Problem description:
What number of lines in the entries below include the string "index"? Respond with that number alone.

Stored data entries
=== Section Start ===
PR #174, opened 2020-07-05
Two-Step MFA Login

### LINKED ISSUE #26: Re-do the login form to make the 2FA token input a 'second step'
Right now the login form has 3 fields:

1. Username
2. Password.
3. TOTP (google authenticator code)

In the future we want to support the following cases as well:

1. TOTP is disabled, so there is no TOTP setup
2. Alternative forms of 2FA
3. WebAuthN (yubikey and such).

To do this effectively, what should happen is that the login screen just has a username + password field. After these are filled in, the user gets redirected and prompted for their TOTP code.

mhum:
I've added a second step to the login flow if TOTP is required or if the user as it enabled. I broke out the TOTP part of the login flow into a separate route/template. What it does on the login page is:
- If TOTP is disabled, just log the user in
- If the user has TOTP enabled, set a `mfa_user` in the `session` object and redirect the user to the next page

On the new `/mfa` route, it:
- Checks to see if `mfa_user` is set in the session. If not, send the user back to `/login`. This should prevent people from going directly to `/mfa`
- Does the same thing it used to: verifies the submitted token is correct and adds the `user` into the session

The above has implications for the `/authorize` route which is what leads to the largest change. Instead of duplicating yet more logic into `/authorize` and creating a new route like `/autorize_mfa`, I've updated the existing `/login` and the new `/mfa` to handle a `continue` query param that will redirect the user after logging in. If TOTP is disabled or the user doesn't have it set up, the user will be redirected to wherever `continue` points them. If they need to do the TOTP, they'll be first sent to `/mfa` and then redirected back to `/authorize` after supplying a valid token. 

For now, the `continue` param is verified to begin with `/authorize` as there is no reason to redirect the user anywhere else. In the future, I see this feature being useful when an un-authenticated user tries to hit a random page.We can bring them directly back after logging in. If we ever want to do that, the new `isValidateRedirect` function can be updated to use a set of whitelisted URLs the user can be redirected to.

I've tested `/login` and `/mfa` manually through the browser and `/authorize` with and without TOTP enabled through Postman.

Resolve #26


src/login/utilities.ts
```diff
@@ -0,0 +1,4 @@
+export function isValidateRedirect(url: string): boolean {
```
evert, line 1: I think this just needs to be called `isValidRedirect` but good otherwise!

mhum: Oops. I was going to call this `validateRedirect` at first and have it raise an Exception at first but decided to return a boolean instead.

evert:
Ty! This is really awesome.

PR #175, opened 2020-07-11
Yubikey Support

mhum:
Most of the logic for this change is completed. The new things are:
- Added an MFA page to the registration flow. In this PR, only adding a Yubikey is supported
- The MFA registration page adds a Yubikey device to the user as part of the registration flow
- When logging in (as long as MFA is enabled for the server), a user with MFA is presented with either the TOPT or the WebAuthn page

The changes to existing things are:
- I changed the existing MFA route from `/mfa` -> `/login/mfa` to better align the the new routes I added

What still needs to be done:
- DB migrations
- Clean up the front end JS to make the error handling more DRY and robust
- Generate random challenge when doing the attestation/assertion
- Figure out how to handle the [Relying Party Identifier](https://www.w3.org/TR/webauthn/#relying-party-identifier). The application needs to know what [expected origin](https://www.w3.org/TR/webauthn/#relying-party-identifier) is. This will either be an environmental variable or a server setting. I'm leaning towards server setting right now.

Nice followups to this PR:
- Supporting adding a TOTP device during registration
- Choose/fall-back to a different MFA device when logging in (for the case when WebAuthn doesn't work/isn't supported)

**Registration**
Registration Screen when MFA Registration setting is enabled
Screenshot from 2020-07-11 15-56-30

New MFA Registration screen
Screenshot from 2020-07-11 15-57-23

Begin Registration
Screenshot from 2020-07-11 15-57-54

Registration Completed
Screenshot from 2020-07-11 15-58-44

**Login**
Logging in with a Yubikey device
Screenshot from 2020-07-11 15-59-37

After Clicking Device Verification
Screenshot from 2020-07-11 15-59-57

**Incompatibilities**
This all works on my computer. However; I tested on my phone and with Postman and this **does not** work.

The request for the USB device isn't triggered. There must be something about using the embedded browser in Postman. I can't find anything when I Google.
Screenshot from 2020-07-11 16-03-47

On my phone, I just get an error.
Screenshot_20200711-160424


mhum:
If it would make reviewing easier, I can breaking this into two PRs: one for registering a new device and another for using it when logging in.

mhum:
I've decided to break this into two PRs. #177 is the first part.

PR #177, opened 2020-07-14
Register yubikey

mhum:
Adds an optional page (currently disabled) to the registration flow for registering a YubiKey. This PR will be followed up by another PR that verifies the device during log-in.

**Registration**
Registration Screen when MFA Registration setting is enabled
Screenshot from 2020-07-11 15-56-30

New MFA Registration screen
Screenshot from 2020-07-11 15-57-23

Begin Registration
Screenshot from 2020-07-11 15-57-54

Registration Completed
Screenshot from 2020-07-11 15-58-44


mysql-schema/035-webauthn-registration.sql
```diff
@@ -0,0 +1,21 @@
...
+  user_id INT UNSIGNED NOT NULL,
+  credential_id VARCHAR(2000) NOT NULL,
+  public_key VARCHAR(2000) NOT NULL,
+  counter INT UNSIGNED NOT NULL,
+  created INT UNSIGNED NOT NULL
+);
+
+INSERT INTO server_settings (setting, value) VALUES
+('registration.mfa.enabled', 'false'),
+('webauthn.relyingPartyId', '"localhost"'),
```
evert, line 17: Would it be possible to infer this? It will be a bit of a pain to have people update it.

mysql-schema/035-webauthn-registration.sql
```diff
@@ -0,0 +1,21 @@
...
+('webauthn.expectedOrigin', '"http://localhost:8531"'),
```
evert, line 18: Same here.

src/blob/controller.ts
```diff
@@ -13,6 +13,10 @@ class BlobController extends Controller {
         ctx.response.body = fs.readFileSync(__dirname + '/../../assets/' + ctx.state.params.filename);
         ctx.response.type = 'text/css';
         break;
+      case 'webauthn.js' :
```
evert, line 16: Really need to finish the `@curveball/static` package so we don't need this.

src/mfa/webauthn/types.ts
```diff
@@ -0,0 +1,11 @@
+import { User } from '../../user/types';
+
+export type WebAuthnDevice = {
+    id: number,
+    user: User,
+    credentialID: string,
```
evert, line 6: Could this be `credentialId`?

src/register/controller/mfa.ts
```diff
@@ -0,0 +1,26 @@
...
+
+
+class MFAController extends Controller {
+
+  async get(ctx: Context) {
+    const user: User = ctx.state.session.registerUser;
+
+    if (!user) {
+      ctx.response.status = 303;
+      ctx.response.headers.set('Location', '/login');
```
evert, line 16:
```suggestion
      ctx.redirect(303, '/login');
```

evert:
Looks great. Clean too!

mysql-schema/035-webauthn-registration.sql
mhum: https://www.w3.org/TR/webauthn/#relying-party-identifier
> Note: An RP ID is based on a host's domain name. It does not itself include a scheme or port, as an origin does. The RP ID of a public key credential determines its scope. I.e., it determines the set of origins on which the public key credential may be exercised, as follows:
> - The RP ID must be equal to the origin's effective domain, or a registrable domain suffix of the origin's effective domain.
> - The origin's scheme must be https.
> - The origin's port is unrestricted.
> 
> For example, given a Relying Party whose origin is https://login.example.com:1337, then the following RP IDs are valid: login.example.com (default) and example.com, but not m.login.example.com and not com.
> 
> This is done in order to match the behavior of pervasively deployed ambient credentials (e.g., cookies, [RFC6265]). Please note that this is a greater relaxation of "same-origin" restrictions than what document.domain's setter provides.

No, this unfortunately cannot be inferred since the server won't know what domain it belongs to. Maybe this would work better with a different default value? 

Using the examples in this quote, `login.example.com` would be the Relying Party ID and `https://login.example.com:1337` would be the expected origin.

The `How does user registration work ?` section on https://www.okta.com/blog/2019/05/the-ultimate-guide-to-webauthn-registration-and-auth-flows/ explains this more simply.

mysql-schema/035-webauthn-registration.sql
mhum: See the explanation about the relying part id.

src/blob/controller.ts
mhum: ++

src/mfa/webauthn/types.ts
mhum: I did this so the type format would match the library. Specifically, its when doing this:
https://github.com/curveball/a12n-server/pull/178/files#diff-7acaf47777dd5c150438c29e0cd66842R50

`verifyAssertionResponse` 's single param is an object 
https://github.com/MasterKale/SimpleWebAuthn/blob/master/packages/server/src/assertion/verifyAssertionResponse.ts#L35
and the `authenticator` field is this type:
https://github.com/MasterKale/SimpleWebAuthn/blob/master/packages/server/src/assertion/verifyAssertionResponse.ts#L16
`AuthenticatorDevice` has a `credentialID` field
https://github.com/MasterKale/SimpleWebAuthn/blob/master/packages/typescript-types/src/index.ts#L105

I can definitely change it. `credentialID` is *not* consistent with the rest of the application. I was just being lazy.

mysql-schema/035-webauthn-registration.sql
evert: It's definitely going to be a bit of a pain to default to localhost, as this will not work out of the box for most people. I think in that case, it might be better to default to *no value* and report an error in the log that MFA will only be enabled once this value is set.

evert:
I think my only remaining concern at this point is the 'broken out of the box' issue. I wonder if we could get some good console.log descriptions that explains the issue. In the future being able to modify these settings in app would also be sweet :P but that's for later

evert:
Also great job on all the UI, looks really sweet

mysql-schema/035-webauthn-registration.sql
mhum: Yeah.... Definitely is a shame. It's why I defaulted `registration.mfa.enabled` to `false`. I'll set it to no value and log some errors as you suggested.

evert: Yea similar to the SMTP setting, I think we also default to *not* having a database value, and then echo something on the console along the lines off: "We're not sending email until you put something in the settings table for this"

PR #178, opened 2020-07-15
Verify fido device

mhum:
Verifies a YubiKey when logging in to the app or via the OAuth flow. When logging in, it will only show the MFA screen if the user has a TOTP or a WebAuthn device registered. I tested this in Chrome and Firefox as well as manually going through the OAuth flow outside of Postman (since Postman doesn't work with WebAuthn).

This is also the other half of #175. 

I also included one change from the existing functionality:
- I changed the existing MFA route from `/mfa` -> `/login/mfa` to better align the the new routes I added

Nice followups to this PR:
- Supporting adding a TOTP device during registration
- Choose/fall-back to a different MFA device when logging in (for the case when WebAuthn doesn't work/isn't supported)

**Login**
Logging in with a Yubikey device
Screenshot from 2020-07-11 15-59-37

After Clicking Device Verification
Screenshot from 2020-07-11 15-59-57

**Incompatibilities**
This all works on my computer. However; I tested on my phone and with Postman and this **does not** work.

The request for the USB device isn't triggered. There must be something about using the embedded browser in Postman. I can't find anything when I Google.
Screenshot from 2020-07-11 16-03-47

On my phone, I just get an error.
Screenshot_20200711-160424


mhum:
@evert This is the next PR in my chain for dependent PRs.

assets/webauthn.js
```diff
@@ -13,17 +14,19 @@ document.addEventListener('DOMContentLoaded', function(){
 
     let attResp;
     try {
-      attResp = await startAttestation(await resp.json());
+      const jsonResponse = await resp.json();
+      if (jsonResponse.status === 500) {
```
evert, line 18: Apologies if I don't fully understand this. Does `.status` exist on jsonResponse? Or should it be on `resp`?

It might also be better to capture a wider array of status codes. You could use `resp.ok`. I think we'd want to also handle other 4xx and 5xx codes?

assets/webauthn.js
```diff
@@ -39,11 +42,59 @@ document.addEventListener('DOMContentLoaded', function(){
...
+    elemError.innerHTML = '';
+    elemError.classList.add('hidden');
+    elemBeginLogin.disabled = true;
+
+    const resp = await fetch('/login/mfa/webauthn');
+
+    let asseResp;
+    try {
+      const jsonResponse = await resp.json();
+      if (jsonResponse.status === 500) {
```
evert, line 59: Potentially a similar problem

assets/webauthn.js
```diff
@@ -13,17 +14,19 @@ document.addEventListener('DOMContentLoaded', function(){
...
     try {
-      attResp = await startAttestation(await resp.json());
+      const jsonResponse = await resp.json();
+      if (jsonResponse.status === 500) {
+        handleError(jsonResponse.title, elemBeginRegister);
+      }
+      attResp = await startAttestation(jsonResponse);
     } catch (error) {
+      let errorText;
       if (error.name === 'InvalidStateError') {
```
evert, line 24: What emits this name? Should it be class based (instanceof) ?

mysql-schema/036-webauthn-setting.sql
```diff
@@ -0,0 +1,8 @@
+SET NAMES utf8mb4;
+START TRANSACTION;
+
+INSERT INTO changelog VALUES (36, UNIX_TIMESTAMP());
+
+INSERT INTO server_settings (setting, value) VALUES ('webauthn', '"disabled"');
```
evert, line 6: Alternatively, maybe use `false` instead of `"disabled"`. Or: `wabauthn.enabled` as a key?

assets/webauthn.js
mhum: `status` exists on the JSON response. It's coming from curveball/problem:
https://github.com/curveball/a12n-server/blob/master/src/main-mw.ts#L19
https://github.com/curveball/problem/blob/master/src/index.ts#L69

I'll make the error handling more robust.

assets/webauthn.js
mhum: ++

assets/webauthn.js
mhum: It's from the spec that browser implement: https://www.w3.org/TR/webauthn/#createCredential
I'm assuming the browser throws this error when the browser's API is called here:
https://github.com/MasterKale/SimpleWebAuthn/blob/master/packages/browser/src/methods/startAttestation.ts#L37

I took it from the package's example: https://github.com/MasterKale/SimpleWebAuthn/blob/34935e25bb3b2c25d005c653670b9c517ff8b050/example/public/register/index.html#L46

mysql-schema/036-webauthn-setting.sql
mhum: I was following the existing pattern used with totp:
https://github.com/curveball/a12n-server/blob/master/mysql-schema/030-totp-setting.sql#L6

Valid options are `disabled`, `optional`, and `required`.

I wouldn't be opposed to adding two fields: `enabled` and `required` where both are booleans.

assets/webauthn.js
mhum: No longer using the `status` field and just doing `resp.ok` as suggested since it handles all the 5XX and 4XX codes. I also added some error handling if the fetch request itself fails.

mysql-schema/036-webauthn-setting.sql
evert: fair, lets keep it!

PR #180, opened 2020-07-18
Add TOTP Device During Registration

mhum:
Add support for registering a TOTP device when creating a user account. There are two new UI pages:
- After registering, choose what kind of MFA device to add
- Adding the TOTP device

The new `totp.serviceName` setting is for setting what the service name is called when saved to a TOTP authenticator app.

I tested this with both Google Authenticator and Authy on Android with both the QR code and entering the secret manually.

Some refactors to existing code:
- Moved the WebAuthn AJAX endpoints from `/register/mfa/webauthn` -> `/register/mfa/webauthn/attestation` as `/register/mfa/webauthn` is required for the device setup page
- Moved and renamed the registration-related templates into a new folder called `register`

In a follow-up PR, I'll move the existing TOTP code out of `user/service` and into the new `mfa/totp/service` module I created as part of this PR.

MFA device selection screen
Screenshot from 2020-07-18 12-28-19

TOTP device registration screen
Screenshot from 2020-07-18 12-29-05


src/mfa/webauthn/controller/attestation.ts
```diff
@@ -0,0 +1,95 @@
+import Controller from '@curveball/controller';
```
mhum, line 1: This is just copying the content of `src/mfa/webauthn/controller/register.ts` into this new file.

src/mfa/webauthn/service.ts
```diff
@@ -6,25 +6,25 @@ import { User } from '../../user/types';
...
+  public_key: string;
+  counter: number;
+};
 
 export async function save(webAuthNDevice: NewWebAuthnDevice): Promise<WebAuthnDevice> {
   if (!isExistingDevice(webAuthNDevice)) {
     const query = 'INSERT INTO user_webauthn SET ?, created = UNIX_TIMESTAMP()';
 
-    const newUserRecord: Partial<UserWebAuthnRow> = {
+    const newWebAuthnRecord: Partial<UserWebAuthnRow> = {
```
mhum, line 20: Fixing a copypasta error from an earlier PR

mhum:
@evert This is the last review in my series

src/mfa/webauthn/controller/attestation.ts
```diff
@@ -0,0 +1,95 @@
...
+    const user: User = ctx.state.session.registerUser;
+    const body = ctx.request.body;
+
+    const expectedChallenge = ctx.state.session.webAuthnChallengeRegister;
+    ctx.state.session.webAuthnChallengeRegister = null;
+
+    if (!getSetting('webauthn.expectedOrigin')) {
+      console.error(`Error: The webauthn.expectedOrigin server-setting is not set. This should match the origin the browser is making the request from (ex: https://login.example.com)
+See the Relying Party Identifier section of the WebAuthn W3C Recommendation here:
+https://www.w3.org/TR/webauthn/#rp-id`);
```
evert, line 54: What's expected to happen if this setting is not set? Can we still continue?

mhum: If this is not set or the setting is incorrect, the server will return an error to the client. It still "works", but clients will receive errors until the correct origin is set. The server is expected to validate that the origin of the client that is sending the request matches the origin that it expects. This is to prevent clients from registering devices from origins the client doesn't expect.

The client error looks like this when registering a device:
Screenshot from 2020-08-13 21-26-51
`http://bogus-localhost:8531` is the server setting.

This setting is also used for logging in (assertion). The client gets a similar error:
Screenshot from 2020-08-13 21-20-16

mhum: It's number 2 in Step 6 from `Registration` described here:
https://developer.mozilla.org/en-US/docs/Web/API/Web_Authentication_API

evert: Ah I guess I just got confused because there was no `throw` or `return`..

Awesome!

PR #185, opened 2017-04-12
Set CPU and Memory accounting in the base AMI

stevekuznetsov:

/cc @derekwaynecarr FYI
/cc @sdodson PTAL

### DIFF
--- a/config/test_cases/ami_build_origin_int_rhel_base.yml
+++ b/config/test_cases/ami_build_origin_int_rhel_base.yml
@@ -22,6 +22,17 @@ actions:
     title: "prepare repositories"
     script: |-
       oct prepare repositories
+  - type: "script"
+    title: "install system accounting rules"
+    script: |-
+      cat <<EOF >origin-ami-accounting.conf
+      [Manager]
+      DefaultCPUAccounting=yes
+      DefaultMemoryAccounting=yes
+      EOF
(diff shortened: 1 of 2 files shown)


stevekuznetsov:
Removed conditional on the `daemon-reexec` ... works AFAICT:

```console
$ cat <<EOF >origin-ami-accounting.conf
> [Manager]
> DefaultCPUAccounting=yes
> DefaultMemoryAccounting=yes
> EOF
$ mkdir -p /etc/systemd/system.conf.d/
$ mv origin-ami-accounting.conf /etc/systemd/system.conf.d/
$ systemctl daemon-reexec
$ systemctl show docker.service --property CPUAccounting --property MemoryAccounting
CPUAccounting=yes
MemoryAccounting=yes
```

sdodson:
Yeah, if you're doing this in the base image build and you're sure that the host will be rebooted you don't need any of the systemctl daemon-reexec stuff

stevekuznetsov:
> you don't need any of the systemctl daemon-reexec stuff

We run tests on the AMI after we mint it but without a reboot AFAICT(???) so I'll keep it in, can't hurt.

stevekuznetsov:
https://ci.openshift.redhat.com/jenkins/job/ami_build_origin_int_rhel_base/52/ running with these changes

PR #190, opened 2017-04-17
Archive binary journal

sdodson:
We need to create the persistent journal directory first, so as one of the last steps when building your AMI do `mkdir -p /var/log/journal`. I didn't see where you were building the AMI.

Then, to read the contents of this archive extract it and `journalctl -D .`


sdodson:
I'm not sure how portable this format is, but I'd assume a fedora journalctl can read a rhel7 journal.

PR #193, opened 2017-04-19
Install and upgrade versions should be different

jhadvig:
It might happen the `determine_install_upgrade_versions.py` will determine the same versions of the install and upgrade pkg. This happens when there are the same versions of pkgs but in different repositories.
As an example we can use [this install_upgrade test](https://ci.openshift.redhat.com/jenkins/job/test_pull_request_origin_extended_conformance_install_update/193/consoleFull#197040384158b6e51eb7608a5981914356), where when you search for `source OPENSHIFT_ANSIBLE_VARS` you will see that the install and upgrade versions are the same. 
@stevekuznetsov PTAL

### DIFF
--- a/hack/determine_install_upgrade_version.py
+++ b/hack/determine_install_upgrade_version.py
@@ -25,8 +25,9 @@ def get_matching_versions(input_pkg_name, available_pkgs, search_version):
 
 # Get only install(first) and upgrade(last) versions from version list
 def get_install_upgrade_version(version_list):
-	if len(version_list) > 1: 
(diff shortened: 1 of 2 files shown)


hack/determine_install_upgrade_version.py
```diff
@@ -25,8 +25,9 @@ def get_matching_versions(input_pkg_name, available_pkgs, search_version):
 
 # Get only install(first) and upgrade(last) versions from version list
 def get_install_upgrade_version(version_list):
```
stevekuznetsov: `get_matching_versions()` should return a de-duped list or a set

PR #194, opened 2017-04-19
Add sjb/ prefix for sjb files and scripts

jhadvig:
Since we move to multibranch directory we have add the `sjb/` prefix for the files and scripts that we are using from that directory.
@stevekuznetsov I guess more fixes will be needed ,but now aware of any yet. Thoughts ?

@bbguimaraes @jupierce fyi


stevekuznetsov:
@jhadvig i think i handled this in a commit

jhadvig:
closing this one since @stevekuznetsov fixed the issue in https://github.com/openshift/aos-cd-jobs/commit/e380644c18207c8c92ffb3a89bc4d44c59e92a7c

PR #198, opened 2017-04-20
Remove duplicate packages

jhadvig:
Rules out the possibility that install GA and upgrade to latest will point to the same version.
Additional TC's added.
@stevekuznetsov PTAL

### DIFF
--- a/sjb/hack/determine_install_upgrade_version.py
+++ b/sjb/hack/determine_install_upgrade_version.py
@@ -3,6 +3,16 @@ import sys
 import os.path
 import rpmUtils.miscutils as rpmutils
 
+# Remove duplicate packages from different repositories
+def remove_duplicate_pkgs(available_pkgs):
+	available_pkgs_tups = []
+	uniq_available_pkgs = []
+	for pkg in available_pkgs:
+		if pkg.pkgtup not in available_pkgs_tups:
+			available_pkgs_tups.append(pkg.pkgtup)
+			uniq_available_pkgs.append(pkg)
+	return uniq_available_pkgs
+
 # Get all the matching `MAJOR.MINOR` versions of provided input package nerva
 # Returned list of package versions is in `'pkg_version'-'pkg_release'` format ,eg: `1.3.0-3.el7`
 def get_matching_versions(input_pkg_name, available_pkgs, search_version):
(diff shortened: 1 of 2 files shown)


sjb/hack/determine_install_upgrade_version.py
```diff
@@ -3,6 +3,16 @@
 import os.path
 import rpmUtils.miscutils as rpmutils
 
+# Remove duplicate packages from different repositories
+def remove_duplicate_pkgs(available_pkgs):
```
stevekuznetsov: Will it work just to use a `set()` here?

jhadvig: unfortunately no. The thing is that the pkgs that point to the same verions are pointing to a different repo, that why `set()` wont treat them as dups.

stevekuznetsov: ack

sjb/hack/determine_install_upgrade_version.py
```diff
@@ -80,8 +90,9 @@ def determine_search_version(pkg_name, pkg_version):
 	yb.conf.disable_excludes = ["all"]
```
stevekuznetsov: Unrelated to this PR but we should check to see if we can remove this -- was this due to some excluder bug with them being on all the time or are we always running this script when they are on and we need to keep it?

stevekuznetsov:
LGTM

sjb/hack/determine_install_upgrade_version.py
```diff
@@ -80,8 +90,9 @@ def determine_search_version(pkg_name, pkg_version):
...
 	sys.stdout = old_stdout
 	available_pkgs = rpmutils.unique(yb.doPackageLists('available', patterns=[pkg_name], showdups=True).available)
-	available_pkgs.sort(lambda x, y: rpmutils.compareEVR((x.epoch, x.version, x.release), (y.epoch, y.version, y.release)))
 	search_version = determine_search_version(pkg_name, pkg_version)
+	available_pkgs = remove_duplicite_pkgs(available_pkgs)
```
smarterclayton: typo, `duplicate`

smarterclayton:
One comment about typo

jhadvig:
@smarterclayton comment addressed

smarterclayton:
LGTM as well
=== Section End ===
Expected answer:
3